**Exercise requirements:** The lines from the top of the records below through the one containing "the x402 verify→work→settle" are to be transcribed exactly, and nothing else is to be added.

**Records drawn from a dataset:**
------------

PR #371, opened 2026-06-04
feat(langsmith): emit nvm:verify/nvm:settlement spans from requiresPayment (TS-1)

r-marques:
## Description

TS parity for Sprint 1 observability: the TypeScript SDK now emits the cross-SDK
`nvm:verify` / `nvm:settlement` LangSmith spans around the x402 verify→work→settle
lifecycle, matching the Python SDK **attribute-for-attribute** per the
[observability-spans-v1 contract](https://github.com/nevermined-io/nvm-monorepo/blob/main/docs/specs/observability-spans-v1.md)
(nvm-monorepo#1746, spec PR nevermined-io/nvm-monorepo#1882). Identical spans let a single
LangSmith trace be correlated across a TypeScript buyer and a Python seller — e.g. filter on `nvm.tx_hash`.

> **Stacked on TS-0 (#370).** Base is `feat/ts0-langchain-helpers`, not `main` — this PR
> and TS-0 both edit `src/x402/langchain/decorator.ts`. Merges **after** #370; retarget base→main
> once TS-0 lands (GitHub usually auto-retargets). Review only the delta on top of TS-0.

### Design — Option B (Python-parity), user-confirmed

The original issue framing assumed a `NeverminedTracer extends BaseCallbackHandler`. **That class does
not exist in payments-py** (verified). Sprint 1's Python model is *imperative* spans opened by the
`@requires_payment` decorator (`verify_span` / `settlement_span` in `payments_py/langsmith/spans.py`),
not a passive callback handler. Per the user decision (2026-06-04), this PR ports that model: span
helpers wired into the existing TS `requiresPayment` decorator around `verifyPermissions` /
`settlePermissions`, mirroring Python's decorator.

### What's here

- **`src/x402/langsmith/spans.ts`** — `verifySpan` / `settlementSpan` (langsmith JS `RunTree.createChild`,
  `run_type: "tool"`, names exactly `nvm:verify` / `nvm:settlement`), `buildVerifyMetadata` /
  `buildSettleMetadata` (exact `nvm.*` set per spec; `nvm.credits_redeemed` & `nvm.balance.after` stay
  **strings**; `nvm.payment_token` joiner is **U+2026** `…`; `nvm.tx_hash`←`transaction`,
  `nvm.balance.after`←`remainingBalance`), `abbreviateToken` (redact+warn per #1747 / payments-py#217:
  ≤20-char tokens redacted to `<first4>…(short)` + warn, idempotent; empty stays silent),
  `redactMetadataKeys`, `activeRunTree`, `addMetadata`.
- **`src/x402/langsmith/index.ts`** + a `./langsmith` subpath export.
- **`decorator.ts` wiring** — redacts the full `payment_token` from the parent run tree **before**
  opening the verify span; two-pass verify metadata (static pre-verify so unpaid discovery probes are
  still labeled, then results + timing); settlement span around the settle call. No-op when tracing is
  off or `langsmith` is absent.
- **Packaging** — `langsmith` declared as an **optional peer dependency** (consistent with
  `@langchain/core`), imported **lazily** so non-observability users aren't forced to install it.

### Tests

26 new unit tests (`tests/unit/x402/langsmith-spans.test.ts`, `langsmith-decorator.test.ts`): span
names + attributes per spec, types preserved as strings, redact+warn token defense, full token never
shipped, parent-token redaction, no-op when tracing disabled. Full unit suite green: **201 passed**.

Caveat (honest, mirrors TS-0's langgraph tests in #1717): the real `langsmith` JS SDK is replaced with
a faithful `RunTree` double via `jest.mock` — the repo's Jest setup doesn't transform `node_modules`
(langsmith pulls in ESM-only `uuid@14`) and `tsc` excludes `tests/`, so these unit tests assert OUR
wiring, not langsmith's transport. The double's shape was taken from `langsmith@0.7.4`. A real-SDK
integration test is deferred to the tutorial follow-up.

### Out of scope (human closeout — NOT in this PR)

The TS variant tutorial (sibling of `langchain-paid-agent-py-with-langsmith`) and the demo video — an
agent can't record a video. Ships the SDK module + tests + docs; the tutorial/video remain for a human.

### Docs

Separate docs PR updates `docs/integrate/add-to-your-agent/langchain.mdx` "Trace payments in LangSmith"
section to cover TypeScript alongside Python (the api-reference tree is generated on release via
update-docs.yml). Link: _added in a follow-up comment._

Part of epic nevermined-io/nvm-monorepo#1703
Closes nevermined-io/nvm-monorepo#1709
Spec: nevermined-io/nvm-monorepo#1882 · Stacked on TS-0: #370

## Types of changes

## Checklist:

- [x] Follows the code style of this project. (`pnpm lint` + prettier clean)
- [x] Tests Cover Changes (26 new unit tests; full unit suite 201 passed)
- [x] Documentation (separate docs PR; `./langsmith` subpath + JSDoc)

#### Funny gif

tracing

### DIFF
--- a/package.json
+++ b/package.json
@@ -35,6 +35,10 @@
     "./langchain": {
       "types": "./dist/x402/langchain/index.d.ts",
       "import": "./dist/x402/langchain/index.js"
+    },
+    "./langsmith": {
+      "types": "./dist/x402/langsmith/index.d.ts",
+      "import": "./dist/x402/langsmith/index.js"
     }
   },
   "scripts": {
@@ -80,6 +84,7 @@
     "eslint-plugin-tsdoc": "^0.5.2",
     "jest": "^29.7.0",
     "langchain": "^0.3.37",
+    "langsmith": "^0.7.4",
     "openai": "^6.2.0",
     "prettier": "^3.2.5",
     "source-map-support": "^0.5.21",
@@ -96,7 +101,8 @@
     "@langchain/core": ">=0.3.0",
     "@langchain/langgraph": ">=1.0.0 <2",
     "@modelcontextprotocol/sdk": ">=1.25.0",
-    "express": ">=4.0.0"
+    "express": ">=4.0.0",
+    "langsmith": ">=0.3.0"
   },
   "peerDependenciesMeta": {
     "@modelcontextprotocol/sdk": {
@@ -109,6 +115,9 @@
       "optional": true
     },
     "@langchain/langgraph": {
+      "optional": true
+    },
+    "langsmith": {
       "optional": true
     }
   },
--- a/package.json
+++ b/package.json
@@ -102,7 +102,7 @@
     "@langchain/langgraph": ">=1.0.0 <2",
     "@modelcontextprotocol/sdk": ">=1.25.0",
     "express": ">=4.0.0",
-    "langsmith": ">=0.3.0"
+    "langsmith": ">=0.7.0"
   },
   "peerDependenciesMeta": {
     "@modelcontextprotocol/sdk": {
--- a/src/x402/langchain/decorator.ts
+++ b/src/x402/langchain/decorator.ts
@@ -50,6 +50,15 @@ import {
   type VerifyPermissionsResult,
   type SettlePermissionsResult,
 } from '../facilitator-api.js'
+import {
+  activeRunTree,
+  addMetadata,
+  buildSettleMetadata,
+  buildVerifyMetadata,
+  redactMetadataKeys,
+  settlementSpan,
+  verifySpan,
+} from '../langsmith/spans.js'
 
 /**
  * Context passed to a dynamic credits function after tool execution.
@@ -187,7 +196,6 @@ function storeInConfigurable(config: unknown, key: string, value: unknown): void
 
   const configurable = (config as Record<string, unknown>).configurable
   if (configurable == null || typeof configurable !== 'object') return
-
   ;(configurable as Record<string, unknown>)[key] = value
 }
 
@@ -253,12 +261,49 @@ export function requiresPayment<TArgs extends Record<string, unknown>, TResult>(
       agentId,
       network,
     })
+    // The scheme/network the verify span advertises come from the resolved
+    // X402 scheme so the span metadata matches what the buyer paid against.
+    const accepted = paymentRequired.accepts[0]
+    const planIds = paymentRequired.accepts
+      .map((a) => a.planId)
+      .filter((p): p is string => Boolean(p))
+    const resolvedScheme = accepted?.scheme
+    const resolvedNetwork = network ?? accepted?.network
+
+    // LangChain auto-captures every key in config.configurable into the parent
+    // tool span's metadata, and child spans inherit it at construction time.
+    // Strip the full x402 access token from the parent BEFORE opening the verify
+    // span so neither the parent nor the child carries the raw credential — only
+    // the abbreviated nvm.payment_token remains for correlation.
+    const parentRunTree = await activeRunTree()
+    redactMetadataKeys(parentRunTree, 'payment_token')
+
+    const verifyStarted = Date.now()
+    // Open the verify span BEFORE the token-presence check so failed probes
+    // (no payment_token in config) still produce a clearly-named span with the
+    // static nvm.* attrs attached to both the span and the parent tool span.
+    const vspan = await verifySpan({
+      planIds,
+      scheme: resolvedScheme,
+      network: resolvedNetwork,
+      agentId,
+    })
+    // Pre-verify metadata is best-effort and static-only.
+    const preVerifyMd = buildVerifyMetadata({
+      planIds,
+      scheme: resolvedScheme,
+      network: resolvedNetwork,
+      agentId,
+    })
+    vspan.addMetadata(preVerifyMd)
+    addMetadata(parentRunTree, preVerifyMd)
 
     // Extract token from config.configurable.payment_token
     const token = extractPaymentToken(config)
     if (!token) {
+      await vspan.end(new Error('missing payment_token in config.configurable'))
       throw new PaymentRequiredError(
-        "Payment required: missing payment_token in config.configurable",
+        'Payment required: missing payment_token in config.configurable',
         paymentRequired,
       )
     }
@@ -275,18 +320,37 @@ export function requiresPayment<TArgs extends Record<string, unknown>, TResult>(
         maxAmount: BigInt(creditsToVerify),
       })
     } catch (error) {
+      await vspan.end(error)
       throw new PaymentRequiredError(
         `Payment verification failed: ${error instanceof Error ? error.message : String(error)}`,
         paymentRequired,
       )
     }
 
+    // Augment span metadata with verification results + timing (both span and
+    // parent), then close the verify span. Best-effort: a metadata failure must
+    // not mask the PaymentRequiredError that may follow.
+    const verifyMd = buildVerifyMetadata({
+      planIds,
+      scheme: resolvedScheme,
+      network: resolvedNetwork,
+      agentId,
+      verification,
+      durationMs: Date.now() - verifyStarted,
+      token,
+    })
+    vspan.addMetadata(verifyMd)
+    addMetadata(parentRunTree, verifyMd)
+
     if (!verification.isValid) {
+      await vspan.end(new Error(verification.invalidReason || 'verification failed'))
       throw new PaymentRequiredError(
         `Payment verification failed: ${verification.invalidReason || 'Insufficient credits or invalid token'}`,
         paymentRequired,
       )
     }
+
+    await vspan.end()
 
     // Store payment context
     const paymentContext: PaymentContext = {
@@ -308,7 +372,11 @@ export function requiresPayment<TArgs extends Record<string, unknown>, TResult>(
         ? credits({ args: args as Record<string, unknown>, result })
         : credits
 
-    // Settle credits
+    // Settle credits, wrapped in an nvm:settlement span (mirrors Python's
+    // settlement_span around settle_permissions).
+    const settleParentRunTree = await activeRunTree()
+    const settleStarted = Date.now()
+    const sspan = await settlementSpan({ planIds, agentId })
     try {
       const settlement = await payments.facilitator.settlePermissions({
         paymentRequired,
@@ -325,8 +393,20 @@ export function requiresPayment<TArgs extends Record<string, unknown>, TResult>(
       // the receipt — LangGraph copies config.configurable per node, hiding the
       // line above from the buyer's outer scope.
       lastSettlementReceipt = settlement
+
+      const settleMd = buildSettleMetadata({
+        settlement,
+        planIds,
+        agentId,
+        durationMs: Date.now() - settleStarted,
+        token,
+      })
+      sspan.addMetadata(settleMd)
+      addMetadata(settleParentRunTree, settleMd)
+      await sspan.end()
     } catch (settleError) {
       console.error('Payment settlement failed:', settleError)
+      await sspan.end(settleError)
       // Still return result even if settlement fails
     }
 
--- a/src/x402/langchain/decorator.ts
+++ b/src/x402/langchain/decorator.ts
@@ -51,6 +51,7 @@ import {
   type SettlePermissionsResult,
 } from '../facilitator-api.js'
 import {
+  abbreviateToken,
   activeRunTree,
   addMetadata,
   buildSettleMetadata,
@@ -308,6 +309,15 @@ export function requiresPayment<TArgs extends Record<string, unknown>, TResult>(
       )
     }
 
+    // Abbreviate/redact the token ONCE here (mirrors Python's
+    // attach_metadata_safely pre-abbreviation) and pass the result into the
+    // metadata builders. abbreviateToken is idempotent, so the builders leave
+    // it unchanged — this means the short-token warning fires at most once per
+    // call (not once per verify AND once per settle), and the raw token never
+    // reaches the builders' frame locals (defense against exception enrichers
+    // that capture locals).
+    const abbreviatedToken = abbreviateToken(token)
+
     // Resolve pre-execution credits (static only; callable deferred to post-execution)
     const creditsToVerify = typeof credits === 'number' ? credits : 1
 
@@ -337,7 +347,7 @@ export function requiresPayment<TArgs extends Record<string, unknown>, TResult>(
       agentId,
       verification,
       durationMs: Date.now() - verifyStarted,
-      token,
+      token: abbreviatedToken,
     })
     vspan.addMetadata(verifyMd)
     addMetadata(parentRunTree, verifyMd)
@@ -399,7 +409,7 @@ export function requiresPayment<TArgs extends Record<string, unknown>, TResult>(
         planIds,
         agentId,
         durationMs: Date.now() - settleStarted,
-        token,
+        token: abbreviatedToken,
       })
       sspan.addMetadata(settleMd)
       addMetadata(settleParentRunTree, settleMd)
--- a/src/x402/langchain/decorator.ts
+++ b/src/x402/langchain/decorator.ts
@@ -384,7 +384,16 @@ export function requiresPayment<TArgs extends Record<string, unknown>, TResult>(
 
     // Settle credits, wrapped in an nvm:settlement span (mirrors Python's
     // settlement_span around settle_permissions).
+    //
+    // Re-fetch the active run tree: the verify-side redaction at the top of this
+    // function stripped `payment_token` from the run tree active BEFORE `fn()`,
+    // but `fn()` may have opened nested traced runs, so `activeRunTree()` can now
+    // return a different RunTree that LangChain auto-populated with the raw
+    // `payment_token` from `config.configurable`. Redact it again here, BEFORE
+    // opening the settlement span, so the credential never rides into the settle
+    // child span or the (possibly new) parent tree.
     const settleParentRunTree = await activeRunTree()
+    redactMetadataKeys(settleParentRunTree, 'payment_token')
     const settleStarted = Date.now()
     const sspan = await settlementSpan({ planIds, agentId })
     try {
--- a/src/x402/langchain/decorator.ts
+++ b/src/x402/langchain/decorator.ts
@@ -125,7 +125,17 @@ export class PaymentRequiredError extends Error {
  * Payment context stored in `config.configurable.payment_context` after verification.
  */
 export interface PaymentContext {
-  /** The x402 access token */
+  /**
+   * Abbreviated, non-functional reference to the x402 access token — the SAME
+   * redacted form surfaced as `nvm.payment_token` (`<first 16>…<last 4>`, or a
+   * `…(short)` marker for a too-short token). The **full token is deliberately
+   * not persisted here**: this object is written into
+   * `config.configurable.payment_context`, and tracing frameworks (e.g.
+   * LangChain) can capture `config.configurable` into span metadata, so storing
+   * the raw credential would let it ride into any traced run opened during or
+   * after the tool body. Settlement uses the token read from
+   * `config.configurable.payment_token`, never this field.
+   */
   token: string
   /** The payment required object */
   paymentRequired: X402PaymentRequired
@@ -362,9 +372,16 @@ export function requiresPayment<TArgs extends Record<string, unknown>, TResult>(
 
     await vspan.end()
 
-    // Store payment context
+    // Store payment context. The `token` field carries the ABBREVIATED
+    // reference, never the raw credential: `payment_context` is written into
+    // `config.configurable`, which LangChain can capture into span metadata, so
+    // persisting the full token here would reopen the very leak the parent-tree
+    // `redactMetadataKeys('payment_token')` calls close — and a child run opened
+    // *during* the tool body would capture it before any post-hoc redaction
+    // could run. `abbreviatedToken` is always defined past the `!token` guard
+    // above; `?? ''` is a belt-and-suspenders that can never fall back to raw.
     const paymentContext: PaymentContext = {
-      token,
+      token: abbreviatedToken ?? '',
       paymentRequired,
       creditsToSettle: creditsToVerify,
       verified: true,
--- a/src/x402/langsmith/spans.ts
+++ b/src/x402/langsmith/spans.ts
@@ -35,9 +35,24 @@ export const NVM_SETTLEMENT_SPAN = 'nvm:settlement'
 /**
  * Marker appended to a redacted short token. The joining character is the
  * single Unicode ellipsis `…` (U+2026), matching the Python implementation
- * and the spec, NOT three ASCII dots.
+ * and the spec, NOT three ASCII dots. (`…` is one UTF-16 code unit, so this
+ * string has length 8.)
  */
 const SHORT_TOKEN_MARKER = '…(short)'
+
+/**
+ * A redacted short token is exactly `<prefix><marker>` where `prefix` is either
+ * empty (raw length 4 or fewer) or the first 4 chars (raw length over 4) — so a genuine
+ * marker only ever has one of these two lengths. Recognising it by both suffix
+ * AND an exact length stops a raw ≤20-char value that merely *ends* in the
+ * marker (e.g. `"x…(short)"`) from slipping through verbatim.
+ */
+const REDACTED_MARKER_LENGTHS = new Set([SHORT_TOKEN_MARKER.length, 4 + SHORT_TOKEN_MARKER.length])
+
+/** True if `token` is already a value produced by the short-token branch. */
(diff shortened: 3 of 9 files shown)


r-marques:
Docs PR (TypeScript LangSmith tracing section): https://github.com/nevermined-io/docs/pull/213

src/x402/langsmith/spans.ts
```diff
@@ -0,0 +1,381 @@
...
+/** True when the dynamic-import error means the package is simply not installed. */
+function isModuleNotFound(err: unknown): boolean {
+  const code = (err as { code?: string } | null)?.code
+  return code === 'ERR_MODULE_NOT_FOUND' || code === 'MODULE_NOT_FOUND'
+}
+
+async function loadLangsmith(): Promise<LangsmithModule | null> {
+  if (cachedLangsmith !== undefined) return cachedLangsmith
+  try {
+    const mod = (await import('langsmith')) as unknown as LangsmithModule
```
aaitor: **HIGH — `import('langsmith')` does not export `getCurrentRunTree`; the feature ships disabled in every install.**

Verified locally against `langsmith@0.7.4`:

```
$ node -e "import('langsmith').then(m => console.log(typeof m.getCurrentRunTree))"
undefined
$ node -e "import('langsmith/singletons/traceable').then(m => console.log(typeof m.getCurrentRunTree))"
function
```

`getCurrentRunTree` lives exclusively at the `langsmith/singletons/traceable` sub-path and has since it was introduced. The `if (typeof mod?.getCurrentRunTree === 'function')` branch never takes the truthy path, `cachedLangsmith` is set to `null`, the "installed but does not export getCurrentRunTree" warning fires once per process, and every span call no-ops for the rest of the process. **The feature delivers zero value in production.**

The unit tests only pass because `jest.mock('langsmith', () => ({ ... getCurrentRunTree: ... }))` injects the API onto the mock's root — they don't reflect the real module shape. This is precisely the real-SDK gap the PR description flags as deferred risk; landing it bites here.

```suggestion
    const mod = (await import('langsmith/singletons/traceable')) as unknown as LangsmithModule
```

**Also please add a node-level smoke test** that imports the real `langsmith/singletons/traceable` (no mocking) and asserts `typeof getCurrentRunTree === 'function'`, so a future package-rearrangement on langsmith's side surfaces here rather than at a customer.

package.json
```diff
@@ -96,7 +101,8 @@
     "@langchain/core": ">=0.3.0",
     "@langchain/langgraph": ">=1.0.0 <2",
     "@modelcontextprotocol/sdk": ">=1.25.0",
-    "express": ">=4.0.0"
+    "express": ">=4.0.0",
+    "langsmith": ">=0.3.0"
```
aaitor: **MEDIUM — `peerDependencies` `langsmith: ">=0.3.0"` is too wide; two behaviors this code relies on changed within that range.**

1. The `RunTree.metadata` setter merging into `extra.metadata` (`{ ...existing, ...new }`) is the behavior `addMetadata` relies on for the double-pass (pre-verify + post-verify) accumulation. In earlier 0.x versions the setter assigns the whole field, so the second `addMetadata` call would clobber the static `nvm.plan_ids`/`nvm.scheme`/`nvm.network`/`nvm.agent_id` from the pre-verify pass. Verified merging in `0.7.4`; not a documented langsmith contract; not a property of `>=0.3.0`.
2. `getCurrentRunTree(permitAbsentRunTree: boolean)` — the boolean overload returning `undefined` instead of throwing on no-active-run is a recent addition (the function existed earlier without the parameter). The `try`/`catch` in `activeRunTree()` masks the throws, but pre-overload langsmith versions burn `console.debug` noise on every untraced call.

Tighten to a version where both are present (the dev dep is `^0.7.4`, so the implementation is already developed against 0.7.x):

```suggestion
    "langsmith": ">=0.7.0"
```

Also note in the SDK README that the LangSmith observability surface requires `langsmith ^0.7` (or whatever floor you settle on).

src/x402/langsmith/spans.ts
```diff
@@ -0,0 +1,381 @@
...
+ * Merge `metadata` into `runTree`, swallowing any error. No-op if `runTree` is
+ * absent or `metadata` is empty.
+ *
+ * The langsmith `RunTree` `metadata` setter merges into `extra.metadata`
+ * (`{ ...existing, ...new }`), so this matches Python's `run_tree.add_metadata`.
+ */
+export function addMetadata(runTree: RunTree | undefined, metadata: SpanMetadata): void {
+  if (!runTree || !metadata || Object.keys(metadata).length === 0) return
+  try {
+    runTree.metadata = metadata
```
aaitor: **MEDIUM — `addMetadata` relies on the langsmith setter doing a merge; that's an implementation detail of `run_trees.js`, not a documented contract.**

The JSDoc claim ("setter merges into `extra.metadata`") is correct for `langsmith@0.7.4` (verified: `set metadata(metadata) { this.extra = { ...this.extra, metadata: { ...this.extra?.metadata, ...metadata } } }`), but it's not in the langsmith JSDoc, types, or changelog. A future minor release that flips the setter to plain assignment would silently lose the static `nvm.*` keys after the post-verify pass — and the existing test suite would stay green because both `FakeRunTree` instances mirror the merge.

Make the function behavior self-sufficient by reading and merging on this side of the boundary, mirroring how `redactMetadataKeys` already reaches into `extra.metadata` directly:

```suggestion
  if (!runTree || !metadata || Object.keys(metadata).length === 0) return
  try {
    const rt = runTree as unknown as { extra?: Record<string, unknown> }
    const existing = (rt.extra?.metadata as Record<string, unknown>) ?? {}
    runTree.metadata = { ...existing, ...metadata }
```

src/x402/langchain/decorator.ts
```diff
@@ -308,7 +382,11 @@ export function requiresPayment<TArgs extends Record<string, unknown>, TResult>(
         ? credits({ args: args as Record<string, unknown>, result })
         : credits
 
-    // Settle credits
+    // Settle credits, wrapped in an nvm:settlement span (mirrors Python's
+    // settlement_span around settle_permissions).
+    const settleParentRunTree = await activeRunTree()
```
aaitor, line 412: **MEDIUM — `settleParentRunTree` is acquired after `fn()` ran but never has `payment_token` re-redacted. Defense-in-depth gap.**

`redactMetadataKeys(parentRunTree, 'payment_token')` at line 280 strips the credential from the run tree active BEFORE `fn()`. But `fn()` is allowed to spawn nested LangSmith runs (any traceable inside the tool body), so by line 387 `activeRunTree()` may return a different `RunTree` object than the one redacted at line 280. Meanwhile the raw token has been written into `config.configurable.payment_context.token` at the `storeInConfigurable(config, 'payment_context', paymentContext)` call (lines 366–374), and LangChain's auto-capture of `configurable` into newly-created run trees is the very behavior `redactMetadataKeys` exists to defend against — that defense is missing on the settle side.

Mirror the verify-side redaction:

```suggestion
    const settleParentRunTree = await activeRunTree()
    redactMetadataKeys(settleParentRunTree, 'payment_token')
```

(Stronger alternative worth considering: drop `token` from `PaymentContext` entirely. Searching the SDK, the only field consumers need from the settle write-back are `payment_settlement` and the buyer-side `lastSettlement()` slot — neither needs the raw token threaded through `configurable`. Eliminating the nested raw-token write removes the leak surface that `redactMetadataKeys` defends against in the first place.)

tests/unit/x402/langsmith-decorator.test.ts
```diff
@@ -0,0 +1,214 @@
...
+  })
+}
+
+const LONG_TOKEN = 'j'.repeat(40)
+
+beforeEach(() => {
+  setActiveRun(undefined)
+  jest.restoreAllMocks()
+})
+
```
aaitor, line 133: **MEDIUM — Missing tests for two payment-flow branches with an active parent run tree.**

The current suite covers verify→settle success, the no-token unpaid probe, the no-active-run no-op, and the short-token warn-once. Two real branches are not covered:

1. **`verification.isValid === false`** (decorator.ts:355-361): facilitator returns `{ isValid: false, invalidReason }`. The verify span MUST be closed with that reason as the error, and `settlePermissions` MUST NOT be called.
2. **`verifyPermissions()` throws** (decorator.ts:326-338, network/facilitator-down path): verify span closes with the exception, no settlement.

A regression that swapped the `if (!verification.isValid)` guard direction, or that moved `await vspan.end(error)` outside the catch block, would leave green CI today. Add (after the LOW fix below to `FakeRunTree.end()` so `endError` can be asserted):

```typescript
it('ends the verify span with invalidReason and skips settlement on isValid=false', async () => {
  const parent = new FakeRunTree({ name: 'tool' })
  setActiveRun(parent)
  const mockPayments = makeMockPayments()
  mockPayments.facilitator.verifyPermissions.mockResolvedValue({
    isValid: false,
    invalidReason: 'Insufficient credits',
  })
  const fn = protectedFn(mockPayments)

  await expect(fn({ topic: 'x' }, { configurable: { payment_token: LONG_TOKEN } }))
    .rejects.toThrow(/Insufficient credits/)
  expect(parent.children).toHaveLength(1)
  expect(parent.children[0].name).toBe('nvm:verify')
  expect(parent.children[0].ended).toBe(true)
  expect(parent.children[0].endError).toBe('Insufficient credits')
  expect(mockPayments.facilitator.settlePermissions).not.toHaveBeenCalled()
})

it('ends the verify span and skips settlement when verifyPermissions throws', async () => {
  const parent = new FakeRunTree({ name: 'tool' })
  setActiveRun(parent)
  const mockPayments = makeMockPayments()
  mockPayments.facilitator.verifyPermissions.mockRejectedValue(new Error('network timeout'))
  const fn = protectedFn(mockPayments)

  await expect(fn({ topic: 'x' }, { configurable: { payment_token: LONG_TOKEN } }))
    .rejects.toThrow(/network timeout/)
  expect(parent.children).toHaveLength(1)
  expect(parent.children[0].name).toBe('nvm:verify')
  expect(parent.children[0].ended).toBe(true)
  expect(parent.children[0].endError).toBe('network timeout')
  expect(mockPayments.facilitator.settlePermissions).not.toHaveBeenCalled()
})
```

------------

**Output for this exercise:**
PR #371, opened 2026-06-04
feat(langsmith): emit nvm:verify/nvm:settlement spans from requiresPayment (TS-1)

r-marques:
## Description

TS parity for Sprint 1 observability: the TypeScript SDK now emits the cross-SDK
`nvm:verify` / `nvm:settlement` LangSmith spans around the x402 verify→work→settle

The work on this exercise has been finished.